Spannend für die Region: Peter Glatte von Glatte Robotics hat erst kürzlich über die wachsenden Möglichkeiten von Servicerobotern berichtet – insbesondere für Lager-, Transport- und Serviceaufgaben. Damit gibt es auch in Dresden und Umgebung einen direkten Ansprechpartner für Betriebe, die solche Technologien künftig einsetzen wollen.


Automatisierung im Spülbereich und bei Routinetätigkeiten

Neben der Kochtechnik rückten auch klassische „unsichtbare“ Bereiche in den Fokus – allen voran der Spülraum.
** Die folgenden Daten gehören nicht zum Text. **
PR #2812, opened 2019-11-27
Rewrite ReplayRSpace matching

marcin-rzeznicki:
Flamegraphs shown that it is very slow. Reference: https://cdn.discordapp.com/attachments/476150978555674644/646102858651009027/cpu_test8.svg

This PR is for now in Draft mode till performance tests we're conducting show that it is useful

## Overview
Based on the flamegraph above we can conclude three things:
- Amount of time spent on preparing strings is quite significant. These come from calls to `Log[F]` (but these are lazy) and calls to `assertF` - fixed by making string argument passed to `assertF` lazy
- quite a lot of time spending on looping through sequences, mostly from `zipWithIndex` which is used extensively everywhere!! (this is a sign of really bad design tbh). It made sense to introduce iterated version instead (`seq.iterator.zipWithIndex...toSeq` instead of `seq.zipWithIndex...`) to at least eliminate creation of intermediate collections
- the biggest offender seemed to be `match` call. More specifically it spent a lot of time checking if elements are contained within sequence of `Produce`. Rewritten to make use of `Map` for faster containment check.

### JIRA ticket:

Don't think there is any

### Notes

### DIFF
--- a/rspace/src/main/scala/coop/rchain/rspace/ReplayRSpace.scala
+++ b/rspace/src/main/scala/coop/rchain/rspace/ReplayRSpace.scala
@@ -98,7 +98,11 @@ class ReplayRSpace[F[_]: Sync, C, P, A, K](
             )
     } yield r
 
-// TODO: refactor this monster
+  private def filterMatching(comm: COMM)(data: Seq[internal.Datum[A]]) =
+    data.iterator.zipWithIndex.filter {
+      case (data, _) => comm.matches(data, produceCounter.get(data.source))
+    }.toSeq
+
   def getCommAndConsumeCandidates(
       channels: Seq[C],
       patterns: Seq[P],
@@ -115,7 +119,7 @@ class ReplayRSpace[F[_]: Sync, C, P, A, K](
       channelToIndexedDataList <- channels.traverse { c: C =>
                                    store
                                      .getData(c)
-                                     .map(_.zipWithIndex.filter(matches(comm)))
+                                     .map(filterMatching(comm))
                                      .map(c -> _)
                                  }
       result <- extractDataCandidates(channels.zip(patterns), channelToIndexedDataList.toMap, Nil)
@@ -179,22 +183,21 @@ class ReplayRSpace[F[_]: Sync, C, P, A, K](
       channels =>
         store
           .getContinuations(channels)
-          .map(_.zipWithIndex.filter {
+          .map(_.iterator.zipWithIndex.filter {
             case (WaitingContinuation(_, _, _, _, source), _) =>
               comm.consume == source
-          }),
+          }.toSeq),
       c =>
         store
           .getData(c)
-          .map(_.zipWithIndex)
-          .map(
-            as =>
-              c -> {
-                if (c == channel)
-                  Seq((Datum(data, persist, produceRef), -1))
-                else as
-              }.filter { matches(comm) }
-          )
+          .map { as =>
+            val d = Datum(data, persist, produceRef)
+            val matching = if (c == channel) {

Neue Systeme können:

  • Speisereste automatisch erfassen und entsorgen

  • Arbeitsabläufe ergonomisch optimieren

  • den Personalbedarf deutlich reduzieren


Auch kleinere, spezialisierte Lösungen wurden gezeigt – etwa Systeme zur automatischen Bestecksortierung, die selbst auf engem Raum hohe Durchsatzraten erreichen.


Gerade in Großküchen, Kliniken oder Kantinen könnten solche Technologien kurzfristig Einzug halten.


Prozesse werden durchgängig vernetzt

Ein klarer Trend: Die Küche wird Teil eines durchgängig digitalen Systems.


Das zeigt sich unter anderem bei:

  • digitalen Bezahllösungen direkt an Kaffeemaschinen

  • vernetzten Bestell- und Ausgabesystemen

  • integrierten Abrechnungslösungen für Gemeinschaftsverpflegung


Damit verschwimmen die Grenzen zwischen Küche, Service und Verwaltung zunehmend.


Einordnung für Dresden und die Region

Für die Gastronomie in Dresden bedeutet das: Viele dieser Technologien sind keine Zukunftsmusik mehr, sondern werden in den kommenden Jahren Schritt für Schritt Einzug halten.


Besonders relevant sind die Entwicklungen für:

  • Betriebe mit Personalmangel

  • Systemgastronomie und Filialkonzepte

  • Gemeinschaftsverpflegung (Kliniken, Mensen, Kantinen)


Gleichzeitig zeigt sich aber auch:Die Technik ersetzt nicht die Gastronomie – sie verändert vor allem die Abläufe im Hintergrund.


Diskussionsfrage

Wie seht ihr die Entwicklung: Sind Roboter und automatisierte Prozesse die Lösung für den Fachkräftemangel – oder geht dabei ein Stück Gastronomie verloren?